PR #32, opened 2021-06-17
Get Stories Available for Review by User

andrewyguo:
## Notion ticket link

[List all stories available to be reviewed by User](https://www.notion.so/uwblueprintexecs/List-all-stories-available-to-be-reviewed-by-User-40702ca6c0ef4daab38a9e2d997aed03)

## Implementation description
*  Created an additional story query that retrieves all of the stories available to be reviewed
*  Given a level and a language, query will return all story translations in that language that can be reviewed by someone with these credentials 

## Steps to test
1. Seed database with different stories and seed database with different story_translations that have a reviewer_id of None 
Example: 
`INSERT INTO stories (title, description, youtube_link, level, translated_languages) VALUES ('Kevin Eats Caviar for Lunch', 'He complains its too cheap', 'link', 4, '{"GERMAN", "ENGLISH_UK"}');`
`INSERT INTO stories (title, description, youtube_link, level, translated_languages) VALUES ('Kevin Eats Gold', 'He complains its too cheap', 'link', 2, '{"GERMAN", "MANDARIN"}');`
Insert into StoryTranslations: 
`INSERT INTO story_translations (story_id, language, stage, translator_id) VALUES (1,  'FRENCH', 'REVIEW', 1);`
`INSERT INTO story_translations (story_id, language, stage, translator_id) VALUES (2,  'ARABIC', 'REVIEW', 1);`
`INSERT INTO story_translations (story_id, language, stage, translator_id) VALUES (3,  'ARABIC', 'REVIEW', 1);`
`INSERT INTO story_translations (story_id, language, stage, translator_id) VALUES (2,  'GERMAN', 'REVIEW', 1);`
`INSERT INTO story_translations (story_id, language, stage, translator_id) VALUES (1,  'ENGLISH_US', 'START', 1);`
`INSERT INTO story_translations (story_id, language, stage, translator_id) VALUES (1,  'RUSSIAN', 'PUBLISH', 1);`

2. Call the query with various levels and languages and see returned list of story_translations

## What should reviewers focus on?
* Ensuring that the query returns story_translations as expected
◆ ◆ ◆ ◆
▶ **WORK ORDER**
When a line in the records above holds "ARABIC", that line is to be reported.

▶ **SOLUTION TO THIS PROBLEM**
`INSERT INTO story_translations (story_id, language, stage, translator_id) VALUES (2,  'ARABIC', 'REVIEW', 1);`
`INSERT INTO story_translations (story_id, language, stage, translator_id) VALUES (3,  'ARABIC', 'REVIEW', 1);`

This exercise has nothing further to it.